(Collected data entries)
^^^^^^^^^^^^^^^^
PR #283, opened 2017-06-29
Fix natural log bug.

danielsmaxwell:
Fixed a minor bug in the 01_rstudio_intro.Rmd and .md files.  See my commit descriptions for details.

### DIFF
--- a/_episodes/01-rstudio-intro.md
+++ b/_episodes/01-rstudio-intro.md
@@ -285,7 +285,7 @@ sin(1)  # trigonometry functions
 
 
 ~~~
-log(1)  # natural logarithm
+exp(1)  # natural logarithm
 ~~~
 {: .r}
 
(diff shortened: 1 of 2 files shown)


naupaka:
Hi @danielsmaxwell thanks for the PR. I think, however, that the code is correct as it is currently. The natural log of 1 is 0, not e. And `?log` shows that the default base for `log()` without the `base` parameter is e. 

Also, for future PRs, no need to edit the `.md` files, these are generated from the `.Rmd` when I rebuild the site. 

And I think you may have the incorrect line endings set with your git install, which is why the diff presents as the versions being completely different. They should be Linux-style line endings (`\n`). 

I'm going to close this PR, but if I've misunderstood something, we can reopen it and go from there.

danielsmaxwell:
Thanks for the update.  Apparently, I misunderstood the comment in the code as I thought that we wanted to show how to calculate the natural logarithm (2.718) in R rather than calculating the natural logarithm of 1 which is -- as you correctly pointed out -- 0.

Issue #275, opened 2017-05-30
Project Management With RStudio: Git


kekoziar:
One of the objectives of this episode is to use git from within RStudio, but there is no indication in the setup for the lesson that git should be installed, and it does not install automatically with R or RStudio.  If git is part of the lesson, installation and configuration should be required as part of the setup.  Perhaps the git parts of the lesson can be indicated as optional, with the setup having the same indication along with the link to git installation instructions?

naupaka:
I agree that this is a problem. 

I think it potentially makes sense to remove that git section altogether, since it is cursory and doesn't have the necessary background included. Plus, there is a far better version of this content [over in the git-novice lessons](http://swcarpentry.github.io/git-novice/14-supplemental-rstudio/). We could just link to that.

My inclination would be to remove that whole section in that episode and just link out to the other content as a callout. What do you think @kekoziar?

kekoziar:
I agree that linking to other content would be a good solution.  I like the challenge associated with git, so I will can put an issue in at the git-novice lesson to add the challenge to their page.

naupaka:
Would you also be willing to submit a PR on this repo removing the current git content and adding that link?

kekoziar:
Yes.

naupaka:
@kekoziar still willing to submit that PR?

kekoziar:
@naupaka Yes.  Sorry, for the delay; I've been traveling for a bit.

naupaka:
Closed by #291

PR #291, opened 2017-07-25
Git Removal and Add Link

kekoziar:
Information on installing and configuring Git with R Studio is missing.  Since Git is a cursory part of this lesson, this proposed file change will remove Git references and replace with link to better version of content in SWC Git lesson.
https://github.com/swcarpentry/r-novice-gapminder/issues/275


naupaka:
Great, thanks!

PR #295, opened 2017-08-01
Fix interactive display for challenge 3

iglpdc:
The closing `{: .solution}` for challenge 3 is missing a `.`. This breaks the interactive display of the solution. I'm adding the missing `.`.


naupaka:
Thanks!

Issue #266, opened 2017-05-04
Factors, numbers and coercion


rgaiacs:
Today I was playing with R and I discovery that some times transform factors and numbers strait forward can not work as you expect:

~~~
> f <- factor(c(50, 30, 10, 90, 40, 30, 50, 60, 80, 30))
> f
 [1] 50 30 10 90 40 30 50 60 80 30
Levels: 10 30 40 50 60 80 90
> as.numeric(f)
 [1] 4 2 1 7 3 2 4 5 6 2
~~~

You need to use 

~~~
> as.numeric(as.character(f))
 [1] 50 30 10 90 40 30 50 60 80 30
~~~

I think this could be a good challenge or a good call out box since in a quick look I didn't found it on the lesson.

@swcarpentry/r-maintainers please tag this one as suitable for instructor training.

naupaka:
If it gets added, should probably be around [line 104 in Data Structures part 2](https://github.com/swcarpentry/r-novice-gapminder/blame/gh-pages/_episodes_rmd/05-data-structures-part2.Rmd#L104).

naupaka:
@rgaiacs I've only be using the instructor-training label for PRs submitted as part of instructor training. I've added 'help-wanted' and 'newcomer friendly' to this one.

adsteen:
I'm having trouble understanding the workflow for contributing (see issue #298) but I've emailed a .Rmd of lesson 05 that includes a challenge related to this problem. The updated .Rmd is also attached here (as a .txt since github doesn't support .Rmd). 
[05-data-structures-part2.txt](https://github.com/swcarpentry/r-novice-gapminder/files/1200904/05-data-structures-part2.txt)

naupaka:
Hi @adsteen thanks for the comment and the change! I noticed that you are scheduled to be in the vegan workshop at ESA this Sunday that I'll be teaching - perhaps we can take a few moments to go through the contribution workflow for lessons? Might be easier than online...

naupaka:
Resolved by #299

Issue #298, opened 2017-08-03
URLs for contributing in /blob/gh-pages/CONTRIBUTING.md


adsteen:
in `/blob/gh-pages/CONTRIBUTING.md` lines 48-50, the URLs given to work in for people who want to change the lesson are [https://github.com/swcarpentry/FIXME](https://github.com/swcarpentry/FIXME) and [https://swcarpentry.github.io/FIXME](https://swcarpentry.github.io/FIXME). These both give a 404 Not Found error.

naupaka:
Looks like this would be an easy thing to fix with a PR. See the equivalent fix over at r-inflammation: https://github.com/swcarpentry/r-novice-inflammation/pull/291

naupaka:
Resolves by #299

PR #299, opened 2017-08-10
added as.numeric(factor) challenge

adsteen:
I've added a challenge to lesson 05 in response to [issue 266](https://github.com/swcarpentry/r-novice-gapminder/issues/266)


naupaka:
Looks good! Thanks for the PR. Resolves #266 and #298

Issue #301, opened 2017-08-16
Inconsistent advice on where to write R code in Lessons 1 and 2


rlbarter:
In Lesson 1 the author wrote: 
> "Test and play within the interactive R console then copy code into a .R file to run later.
> - This works well when doing small tests and initially starting off.
> - It quickly becomes laborious
>
> Start writing in an .R file and use RStudio’s command / short cut to push current line, selected lines or modified lines to the interactive R console.
> - This is a great way to start; all your code is saved for later
> - You will be able to run the file you create from within RStudio or using R’s source() function."

implying that the best way to work in R is to start in a .R file (which I agree with) rather than directly in the console.

However, in lesson 2, the author wrote 

> "The most effective way I find to work in R, is to play around in the interactive session, then copy commands across to a script file when I’m sure they work and do what I want"

implying that the best way to work in R is to work directly in the console rather than starting in a .R file and running commands from there.

These two pieces of advice are inconsistent, and I'd suggest editing the second piece of advice to reflect the first.

naupaka:
Yes, I completely agree. A pull request to change the second to match the first would be most welcome. I think too much time at the console instead of in a script leads to bad habits.

rlbarter:
Happy to submit a pull request. First a quick question from a contributing newbie: when making changes, should I edit the .Rmd file in `_episodes_rmd/` or the .md file in `_episodes/` or both (or neither)?. Do I need to recompile anything before submitting the PR? 

I couldn't find the answers to these questions in the contributing.md file - perhaps it is there and I just missed it?

naupaka:
Hi @rlbarter just edit the `Rmd` file(s). And no need to recompile or regenerate anything. I do that every few weeks after a few PRs have accumulated. I also went looking for the details on how to contribute to the R lessons (which are slightly different than all other lessons because of the use of `Rmd`), and I can't find it either. I recall there used to be helpful R-specific guidelines in there somewhere, so perhaps someone has changed something that I'm not aware of...

In any event - just modify, add, and commit the `Rmd` files you'd like to change and then I'll take a look over them and we'll go from there!

naupaka:
I opened a new issue #304 about the issue with the contributing.md guidelines. Thanks for pointing that out.

PR #305, opened 2017-08-21
Updated advice about writing code in script rather than console

rlbarter:
This pull request is to update the advice in episode 2 about running R code from a script rather than a console. It is in reference to issue [#301](https://github.com/swcarpentry/r-novice-gapminder/issues/301).


naupaka:
Thanks! Much appreciated. Closes #301

PR #306, opened 2017-08-23
Ensure typographic consistency + reformulate sentences

shippy:
Typographic changes made the following things consistent:
* spaces after commas in function calls
* backticks when referring to packages, functions, and variable/column names
* numerals expressed in words when they are less than 10
* capitalization convention of "observation variables"

I've also rewritten some sentences/paragrahs to make the sentence logic clearer.

(Since some of the edits required reflowing the paragraphs, I recommend viewing this with `git diff --word-diff`.)


naupaka:
Excellent. Thanks for these improvements!

PR #316, opened 2017-10-18
formatting a list of things as a list

weaverbel:
I think this improves readability


tomwright01:
I agree it improves readabilty, however it doesn't differentiate between what the different options actually do (the original wording doesn't either). I think it would be improved if it could read something like:

1. Click the `Run` button ...  to run the single current line.
2. Select `Run lines` ... to run all selected lines of code.
3. Press `Ctrl + enter` ... to run all code in a section.

weaverbel:
I like those suggestions @tomwright01 - you are welcome to add them to my PR.

mawds:
Thanks for the PR.  I've resolved the conflict (which was due to the new `<kbd>` formatting)

PR #317, opened 2017-10-21
print plot and remove buggy formatting

### LINKED ISSUE #314: ep11 (writing data) - format & content issue in challenge 1
In the "Saving Plots" exercise, Challenge 1, there is a formatting error that is making "> >" appear where the authors intend a blank line inside a block quote, and in that same block, the instructions say to "create a second page" but the solution only outputs one page (p is assigned and a modified version is printed, but p itself is not printed).

mfoos:
fixes #314 

I looked into Yihui's suggestion that some whitespace could work until the next stable release, but there are a couple layers of rendering/styling that I couldn't easily replicate so I just took out the empty lines for now


naupaka:
Thanks!

PR #323, opened 2017-11-03
instructor checkout challenge added 05-data-structures-part2.Rmd

AntonioJBT:
Hello!
I'm sending a PR for a new challenge adding the use of tail() and how to get a few random rows from a data frame in the episode 05-data-structures-part2.Rmd.
The main reason behind it is to get students to think a little bit more when checking data frames and not settling with the first few lines only. I think it is better practice, but may add to an already full session. 
Happy to hear any thoughts even if the changes are not accepted.
Thanks in advance,
Antonio

### DIFF
--- a/_episodes_rmd/05-data-structures-part2.Rmd
+++ b/_episodes_rmd/05-data-structures-part2.Rmd
@@ -1,27 +1,25 @@
 ---
 title: "Exploring Data Frames"
-keypoints:
-- Use `cbind()` to add a new column to a data frame.
-- Use `rbind()` to add a new row to a data frame.
-- Remove rows from a data frame.
-- Use `na.omit()` to remove rows from a data frame with `NA` values.
-- Use `levels()` and `as.character()` to explore and manipulate factors
-- Use `str()`, `nrow()`, `ncol()`, `dim()`, `colnames()`, `rownames()`, `head()` and
-  `typeof()` to understand structure of the data frame
-- Read in a csv file using `read.csv()`
-- Understand `length()` of a data frame
-objectives:
-- Be able to add and remove rows and columns.
-- Be able to remove rows with `NA` values.
-- Be able to append two data frames
-- Be able to articulate what a `factor` is and how to convert between `factor` and
-  `character`.
-- Be able to find basic properties of a data frames including size, class or type
-  of the columns, names, and first few rows.
-questions: How can I manipulate a data frame?
-source: Rmd
 teaching: 20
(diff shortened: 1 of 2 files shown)


_episodes_rmd/05-data-structures-part2.Rmd
```diff
@@ -292,10 +294,35 @@ to start digging into our data proper. Check out the first few lines:
...
+> > ~~~
+> > tail(gapminder)
+> > tail(gapminder, n = 15)
+> > ~~~
+> > {: .r}
+> > 
+> > What about a few arbitrary rows just for sanity (or insanity depending on your view)?
+> > 
+> > ~~~
+> > gapminder[sample(nrow(gapminder), 5), ]
```
naupaka: Perhaps add a little more explanation to this syntax -- it might be a little much to parse for novices.

_episodes_rmd/05-data-structures-part2.Rmd
```diff
@@ -1,25 +1,27 @@
...
+- Be able to remove rows with `NA` values.
+- Be able to append two data frames
+- Be able to articulate what a `factor` is and how to convert between `factor` and
+  `character`.
+- Be able to find basic properties of a data frames including size, class or type
+  of the columns, names, and first few rows.
+questions: How can I manipulate a data frame?
 source: Rmd
+teaching: 20
+exercises: 10
```
naupaka: I am not sure why you reordered/changed the YAML header here. Removing the quotes from around each of the list elements will cause problems for the parser - can you change this part back to the way it was originally?

AntonioJBT: Hi @naupaka , 
I didn't, at least not intentionally. I don't really work with Rmd files. I think my Rstudio might have made some changes, I'll check the default setup I have. Clearly I changed this somehow though. Apologies!

_episodes_rmd/05-data-structures-part2.Rmd
AntonioJBT: Thanks, will do.

AntonioJBT:
Hi @naupaka 
Sent a new commit. Let me know what you think:
- The YAML header should be back to what it was.
- I added an explanation to sample(). Is this satisfactory/correct/appropriate?
- I assume the md file will get overwritten. Let me know if I should undo changes though.
Thanks,
Antonio

AntonioJBT:
Thanks!

PR #326, opened 2017-11-28
Fix formatting

ErinBecker:
There were a couple of challenges that weren't rendering properly and one that was misnumbered. This PR fixes those issues.


naupaka:
Excellent. Thanks!

PR #327, opened 2017-11-28
12 plyr patch 1

ErinBecker:
Moves challenge 1 from end of episode to immediately after first relevant example. This gives learners a chance to practice the code structure they have just seen before all of the nuances are introduced.


naupaka:
Thanks!

Issue #307, opened 2017-08-29
Missing instructions for where the cats data frame comes from


sandrabrosda:
I was helping with this R session and there was confusion where to get the cats data frame from or how to create it.
Maybe it should be explained first how to create a data frame from scratch and then go into how to manipulate it.
The missing command for the cats data frame could be
cats <- data.frame(coat = c("calico", "black", "tabby"), weight = c(2.1, 5.0,3.2), likes_string = c(1, 0, 1))

Sandra

naupaka:
Hi @sandrabrosda thanks for the note. The beginning of [episode 4](http://swcarpentry.github.io/r-novice-gapminder/04-data-structures-part1/) has instructions for making this file in a text editor. Presumably this would go along with some discussion of the csv format. Creating the data frame directly in R would then obviate the need for the bit on `read.csv()`. 

However, I agree it is a bit odd to ask folks to create a csv by hand, since this this something they will almost never do in normal use. I think it might be reasonable to change this lesson to have the data frame created within R instead, with the code you included. Would you be willing to submit a PR for that change that I could review?

sandrabrosda:
Hi Naupaka,

I’m happy to submit a PR for that change.
However, I have to figure out how to do it first and I’m away for almost the rest of the month. But if you’re happy for me to do it next month I’ll do it.

Regards,
Sandra

naupaka:
Sure, no rush. There are some instructions for contributing, [here](https://github.com/swcarpentry/r-novice-gapminder/blob/gh-pages/CONTRIBUTING.md). I'm also happy to help once you get to that point.

missaugustina:
One way I did it for the instructor training course I took was using "download.file" in an R notebook. 
`
download.file(
  "https://raw.githubusercontent.com/swcarpentry/r-novice-gapminder/gh-pages/_episodes_rmd/data/feline-data.csv", "cats_swcarp.csv")

cats <- read.csv("cats_swcarp.csv")
`

naupaka:
@missaugustina you can also read csv directly from a URL if you like.

```
cats <- read.csv("https://raw.githubusercontent.com/swcarpentry/r-novice-gapminder/gh-pages/_episodes_rmd/data/feline-data.csv")
```

missaugustina:
I don't recommend reading directly from the url for 2 reasons: 1) possible wifi issues and 2) a local copy ensures you know what version of the file you are working with.

mfoos:
[...]

PR #335, opened 2018-01-15
Update 04-data-structures-part1.md

sandrabrosda:
Updated the lesson as discussed in issue #307 to include a way to create the cats data frame in R and save it as a csv file in the data folder.

### DIFF
--- a/_episodes/04-data-structures-part1.md
+++ b/_episodes/04-data-structures-part1.md
@@ -23,6 +23,13 @@ One of R's most powerful features is its ability to deal with tabular data -
 such as you may already have in a spreadsheet or a CSV file. Let's start by
 making a toy dataset in your `data/` directory, called `feline-data.csv`:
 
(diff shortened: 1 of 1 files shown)


naupaka:
@sandrabrosda Thanks for the PR! I like the idea of writing out the csv after creating it. 

Two things: 

1) I think you might want to add `row.names = FALSE` as an extra parameter to `write.csv()`, because otherwise the first column will be the row numbers, and 
2) it looks like you've modified the `md` instead of the `Rmd`. The md files get regenerated from the `Rmd` when we rebuild the site, so any permanent changes need to be made to (just) the `Rmd`. 

Can you update the PR to fix these?

sandrabrosda:
Ok I think I did that now. Sorry for that. GIT still confuses me.

naupaka:
Revised PR in #338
^^^^^^^^^^^^^^^^
§ Exercise instructions: Copy the records above exactly, from the first line through the line containing "Also, for future", and include nothing else.

§ Written solution:
PR #283, opened 2017-06-29
Fix natural log bug.

danielsmaxwell:
Fixed a minor bug in the 01_rstudio_intro.Rmd and .md files.  See my commit descriptions for details.

### DIFF
--- a/_episodes/01-rstudio-intro.md
+++ b/_episodes/01-rstudio-intro.md
@@ -285,7 +285,7 @@ sin(1)  # trigonometry functions
 
 
 ~~~
-log(1)  # natural logarithm
+exp(1)  # natural logarithm
 ~~~
 {: .r}
 
(diff shortened: 1 of 2 files shown)


naupaka:
Hi @danielsmaxwell thanks for the PR. I think, however, that the code is correct as it is currently. The natural log of 1 is 0, not e. And `?log` shows that the default base for `log()` without the `base` parameter is e. 

Also, for future PRs, no need to edit the `.md` files, these are generated from the `.Rmd` when I rebuild the site. 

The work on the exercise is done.